'''
PR #5079, opened 2023-04-21
Fix some papercuts in the setup script

tfidfwastaken:
**Story card:** 🤷 

## Because

I tried to check this codebase out today and run the local setup but faced a few issues while trying to do so. These should hopefully fix them :)

## This addresses

* The bash setup script had several logical errors stemming from incorrect usage of the `[` command, as well as an incorrect invocation of `nvm`. These have been fixed.

* The script also exited with a failure status because the database wasn't cleaned up before the parallel tests ran.

* A dependency of rails, `nio4r` failed to compile on installations having clang 16+. This has been patched upstream, so we bump up the version to make our setup script work.

### DIFF
--- a/.semaphore/semaphore.yml
+++ b/.semaphore/semaphore.yml
@@ -34,9 +34,6 @@ blocks:
           value: "test"
         - name: TB_RSPEC_OPTIONS
           value: "--profile --format RspecJunitFormatter --out junit.xml"
-      secrets:
-        - name: sentry-release-auth-token
-        - name: semaphore-deploy-key
       jobs:
         - name: StandardRB
           commands:
--- a/Gemfile.lock
+++ b/Gemfile.lock
@@ -377,7 +377,7 @@ GEM
       net-ssh (>= 2.6.5, < 8.0.0)
     net-ssh (7.0.1)
     netrc (0.11.0)
-    nio4r (2.5.8)
+    nio4r (2.5.9)
     nokogiri (1.13.8)
       mini_portile2 (~> 2.8.0)
       racc (~> 1.4)
--- a/bin/setup
+++ b/bin/setup
@@ -11,7 +11,9 @@ init (){
   verify_ruby_version && verify_node_version
   verify_bundled_gems && verify_yarn_packages
   verify_foreman
-  verify_postgres && verify_database_migrations
+  verify_postgres && verify_database_migrations &&
+  cleanup_database
+
   configure_parallel_testing
 }
 
@@ -23,18 +25,15 @@ is_darwin (){
 
 has_homebrew (){
   echo 'Checking for homebrew'
-  [ is_darwin ] && [ hash brew >/dev/null 2>&1 ]
+  is_darwin && hash brew >/dev/null 2>&1
 }
 
 verify_homebrew (){
   echo 'Verifying Homebrew installed'
-  if [ ! has_homebrew ]
+  if ! has_homebrew
   then
     echo 'Homebrew is not installed'
-    if [ is_darwin ]
-    then
-      echo 'Please install homebrew. https://brew.sh'
-    fi
+    is_darwin && echo 'Please install homebrew. https://brew.sh'
     exit 1
   fi
 }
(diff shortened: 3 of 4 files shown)


bin/setup
```diff
@@ -23,18 +25,15 @@ is_darwin (){
 
 has_homebrew (){
   echo 'Checking for homebrew'
-  [ is_darwin ] && [ hash brew >/dev/null 2>&1 ]
+  is_darwin && hash brew >/dev/null 2>&1
```
tfidfwastaken, line 28: * `[ darwin ]` is equivalent to `test "darwin"` (`[` is an alias to `test`) which always evaluates to true, because "darwin" is a non-empty string.
* `[ hash ... ]` is passing multiple arguments to `[` which it does not take.

Fixed these here and elsewhere in the file to match the intention of what this script was trying to do.

bin/setup
```diff
@@ -144,13 +148,14 @@ migrate_existing_database (){
 }
 
 setup_database (){
-  bundle exec rails db:setup
+  bundle exec rails db:setup ||
+  echo 'Unable to create the databases for you.
+Please ensure your database.yml is configured for your system and try again.'
+}
```
tfidfwastaken, line 154: Just a small refactor, a successful `echo` will always return zero.

bin/setup
```diff
@@ -11,7 +11,9 @@ init (){
   verify_ruby_version && verify_node_version
   verify_bundled_gems && verify_yarn_packages
   verify_foreman
-  verify_postgres && verify_database_migrations
+  verify_postgres && verify_database_migrations &&
+  cleanup_database
```
tfidfwastaken, line 15: Not sure if this is the right thing to do here, but the script before this change was causing an error that looked like:
```
psql:/Users/atharva/simple-server/db/structure.sql:48: ERROR:  type "gender_enum" already exists
rake aborted!
failed to execute:
psql --set ON_ERROR_STOP=1 --quiet --no-psqlrc --file /Users/atharva/simple-server/db/structure.sql simple-server_test6

Please check the output above for any errors and make sure that `psql` is installed in your PATH and has proper permissions.
```

This was because the `structure.sql` file was being run twice. I assume a cleanup was the intended step here, before running the parallel tasks.

bin/setup
```diff
@@ -144,13 +148,14 @@ migrate_existing_database (){
...
+  bundle exec rails db:setup ||
+  echo 'Unable to create the databases for you.
+Please ensure your database.yml is configured for your system and try again.'
+}
 
-  if [ $? -ne 0 ]
-  then
-    echo 'Unable to create the databases for you. Please ensure your database.yml is configured for your system and try again.'
-    exit 0
-  fi
```
tfidfwastaken, line 153: Just a small refactor for readability. Also, a successful `echo` will always return zero.

bin/setup
```diff
@@ -117,8 +113,16 @@ has_node_version (){
 }
 
 install_nodejs (){
+  is_darwin || {
+    echo "Please install node for your platform."
+    exit 1
+  }
+
```
tfidfwastaken, line 120: Added this bit, so that it does not attempt to `brew install nvm` on Linux machines.

Gemfile.lock
```diff
@@ -377,7 +377,7 @@ GEM
       net-ssh (>= 2.6.5, < 8.0.0)
     net-ssh (7.0.1)
     netrc (0.11.0)
-    nio4r (2.5.8)
+    nio4r (2.5.9)
```
govindkrjoshi, line 380: Why is this version bump required?

tfidfwastaken: I answered this in the PR description:
> A dependency of rails, nio4r failed to compile on installations having clang 16+. This has been patched upstream, so we bump up the version to make our setup script work.

To elaborate a bit more, the bundle step failed, because it resolves this dependency and tries to compile it, but fails. This was the issue: https://github.com/socketry/nio4r/issues/290
...and this was the patch: https://github.com/socketry/nio4r/commit/dd69a1c053bf13a580ec6a4e392c15c269239fd6

govindkrjoshi (approved):

.semaphore/semaphore.yml
```diff
@@ -34,9 +34,6 @@ blocks:
           value: "test"
         - name: TB_RSPEC_OPTIONS
           value: "--profile --format RspecJunitFormatter --out junit.xml"
-      secrets:
```
PriyangaPKini, line 37: Could please explain the reason why you deleted these 'secrets' here?

tfidfwastaken: @prabhanshuguptagit and I were pairing to resolve CI issues blocking this merge, and he noticed that these secrets were not used in this job, so we removed it. Forgot to update the description to mention this. 

In an ideal world, this would go in a separate PR, but this also gave us an excuse to retrigger the job as well (:

tfidfwastaken: Learnt that this broke something. I'll raise a new PR without this change. Sorry folks.

PR #5094, opened 2023-05-05
Deploy manifest files to github pages

roypeter:
**Story card:** [10334](https://app.shortcut.com/simpledotorg/story/10334)

## Because

We have a Rails application deployed for multiple countries, each with its own instance. The application relies on a manifest.json file to display a list of countries. Currently, this file is served from the India deployment, creating a dependency on that specific instance. In order to improve reliability and maintainability, we need to decouple the manifest.json file from the India deployment and host it on a separate deployment.

## This addresses

Deploy manifest to GitHub pages

### DIFF
--- a/.github/workflows/deploy-manifest.yml
+++ b/.github/workflows/deploy-manifest.yml
@@ -1,0 +1,41 @@
+# Workflow for deploying public/manifest content to GitHub Pages
+name: Deploy public/manifest content to Pages
+
+on:
+  # Runs on pushes targeting the default branch
+  push:
+    branches: ["master"]
+
+  # Allows you to run this workflow manually from the Actions tab
+  workflow_dispatch:
+
+# Sets permissions of the GITHUB_TOKEN to allow deployment to GitHub Pages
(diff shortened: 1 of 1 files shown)


.github/workflows/deploy-manifest.yml
```diff
@@ -0,0 +1,41 @@
...
+# However, do NOT cancel in-progress runs as we want to allow these production deployments to complete.
+concurrency:
+  group: "pages"
+  cancel-in-progress: false
+
+jobs:
+  deploy:
+    environment:
+      name: github-pages
+      url: ${{ steps.deployment.outputs.page_url }}
```
prabhanshuguptagit, line 28: Where does this URL come from?

prabhanshuguptagit (approved):

.github/workflows/deploy-manifest.yml
roypeter: page_url is from https://github.com/simpledotorg/simple-server/settings/pages

PR #5099, opened 2023-05-11
Goal-lines - Minimum 6 months period data [bug correction]

jamiecarter7:
I was checking the length of an object instead of an array.
- Convert object to array of key names
- Check length to ensure minimum of 6 months before calculating goal

## This addresses

Dashboard throws and error on facilities with less than 6 months data present

## Test instructions

Requires 'goal_lines' flipper flag
View facility with less than 6 months of data.

### DIFF
--- a/app/assets/javascripts/common/reports.js
+++ b/app/assets/javascripts/common/reports.js
@@ -452,7 +452,8 @@ Reports = function ({ withLtfu, showGoalLines }) {
   }
 
   function lessThan6MonthsSinceFirstPatientRegistered(periodValues) {
-    if (periodValues.length < 6) {
+    const periodKeysArray = Object.keys(periodValues)
+    if (periodKeysArray.length < 6) {
       return true;
     }
     return false;


app/assets/javascripts/common/reports.js
```diff
@@ -471,22 +473,21 @@ Reports = function ({ withLtfu, showGoalLines }) {
   function goalPeriodValue(periodValues) {
     const dateKeysArray = Object.keys(periodValues);
     const decemberKeys = dateKeysArray.filter((item) => item.includes("Dec"));
-    
-    const indexOfLatestDecember = dateKeysArray.indexOf(
-      decemberKeys[decemberKeys.length - 1]
-    );
+    const mostRecentDecemberKey = decemberKeys[decemberKeys.length - 1];
+    const indexOfMostRecentDecemberInPeriodValues = dateKeysArray.indexOf(mostRecentDecemberKey);
```
prabhanshuguptagit, line 477: The `InPeriodValues` bit is implied, no? `indexOfLatestDecember` seems like a good name by itself :D

app/assets/javascripts/common/reports.js
```diff
@@ -451,8 +452,9 @@ Reports = function ({ withLtfu, showGoalLines }) {
     return mergeConfig(config, goalLineConfig);
   }
 
-  function lessThan6MonthsSinceFirstPatientRegistered(periodValues) {
-    if (periodValues.length < 6) {
+  function isLessThanDefaultMonthsSinceFirstPatientRegistered(periodValues) {
```
prabhanshuguptagit, line 455: Could make a function like so and use that, to save the super long name
```suggestion
  function monthsSinceFirstRegistration(periodValues) {    
      const periodKeysArray = Object.keys(periodValues);
      periodKeysArray.length
  }  
```

prabhanshuguptagit (approved):

app/assets/javascripts/common/reports.js
```diff
@@ -451,8 +452,9 @@ Reports = function ({ withLtfu, showGoalLines }) {
...
+    const periodKeysArray = Object.keys(periodValues);
+    if (periodKeysArray.length < defaultMonthsRequired) {
       return true;
     }
     return false;
```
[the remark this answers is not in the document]
jamiecarter7: Good point!

app/assets/javascripts/common/reports.js
jamiecarter7: Reverted to 'indexOfLatestDecember'

app/assets/javascripts/common/reports.js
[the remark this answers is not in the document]
jamiecarter7: Done

app/assets/javascripts/common/reports.js
jamiecarter7: I like this suggestion as its easy to read.

I did the following

```
if (monthsSinceFirstRegistration(periodValues) < defaultMonthsRequired) {
...
}
```
and I used the new function you suggested to return monthsSinceFirstRegistration

PR #5100, opened 2023-05-12
Use semantic-versioning like for DSL Version upgrades

olttwa:
**Story card:** [sc-10324](https://app.shortcut.com/simpledotorg/story/10324/extend-questionnaires-to-support-supplies-reports)

## Because

- When a new DSL version is introduced, server needs to modify sync logic to send all forms until the DSL version supported by Mobile.
- When there are multiple questionnaires of the same type for different DSL versions, Server will de-duplicate them by choosing the latest one.

## Test instructions

Check specs in `questionnaires_controller_spec.rb`


app/controllers/api/v4/questionnaires_controller.rb
```diff
@@ -10,9 +10,22 @@ def transform_to_response(questionnaire)
   def current_facility_records
     # TODO: Current implementation always responds with 1 JSON minimum. Reason:
     # process_token.last_updated_at has precision upto 3 milliseconds & is always lesser than updated_at.
```
olttwa, line 12: Logic of DSL Version semvering:
- DSLs will upgrade in following manner: 1.0, 1.1, 1.2, 1.3
- Backwards incompatible DSLs will be upgraded as 2.0
- Mobile supporting DSL version 1.0 cannot be sent 1.1 as it cannot compile them while parsing response & will crash. _(This has been confirmed with Sid)_
- When Mobile requests Questionnaires for 1.2, server sends all between 1.0 and 1.2
- When there are more than 1 Questionnaires of _**same type**_ between 1.0 and 1.2, server picks the one with higher DSL Version.
- The INNER JOIN query below seems to be the most efficient & code-clean way to make such a query. More details in [this SO answer](https://stackoverflow.com/questions/48269660/select-distinct-values-from-a-column-based-on-highest-value-in-another-column).
- If any better solution, do suggest.

db/migrate/20230512070357_update_questionnaires.rb
```diff
@@ -0,0 +1,11 @@
+class UpdateQuestionnaires < ActiveRecord::Migration[6.1]
+  def up
+    add_column :questionnaires, :description, :string
+    change_column :questionnaires, :dsl_version, :decimal, precision: 4, scale: 2
```
olttwa, line 4: We can change column from integer to decimal without losing data or affecting existing code. Won't lead to any crashes, we've tested locally.

app/controllers/api/v4/questionnaires_controller.rb
olttwa: > Most importantly, we are doing `X.Y` instead of `X.Y.Z` because we can leverage the decimal data type to do a greater-than/less-than comparison, and questionnaires won't really have patch upgrades. A new questionnaire of same DSL version will be picked because that will be `active` and the rest will be inactive.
'''
PROBLEM REQUIREMENTS: Retype the entries exactly from the first line, stopping after the line with "nokogiri (1.13.8)".

WRITTEN SOLUTION:
PR #5079, opened 2023-04-21
Fix some papercuts in the setup script

tfidfwastaken:
**Story card:** 🤷 

## Because

I tried to check this codebase out today and run the local setup but faced a few issues while trying to do so. These should hopefully fix them :)

## This addresses

* The bash setup script had several logical errors stemming from incorrect usage of the `[` command, as well as an incorrect invocation of `nvm`. These have been fixed.

* The script also exited with a failure status because the database wasn't cleaned up before the parallel tests ran.

* A dependency of rails, `nio4r` failed to compile on installations having clang 16+. This has been patched upstream, so we bump up the version to make our setup script work.

### DIFF
--- a/.semaphore/semaphore.yml
+++ b/.semaphore/semaphore.yml
@@ -34,9 +34,6 @@ blocks:
           value: "test"
         - name: TB_RSPEC_OPTIONS
           value: "--profile --format RspecJunitFormatter --out junit.xml"
-      secrets:
-        - name: sentry-release-auth-token
-        - name: semaphore-deploy-key
       jobs:
         - name: StandardRB
           commands:
--- a/Gemfile.lock
+++ b/Gemfile.lock
@@ -377,7 +377,7 @@ GEM
       net-ssh (>= 2.6.5, < 8.0.0)
     net-ssh (7.0.1)
     netrc (0.11.0)
-    nio4r (2.5.8)
+    nio4r (2.5.9)
     nokogiri (1.13.8)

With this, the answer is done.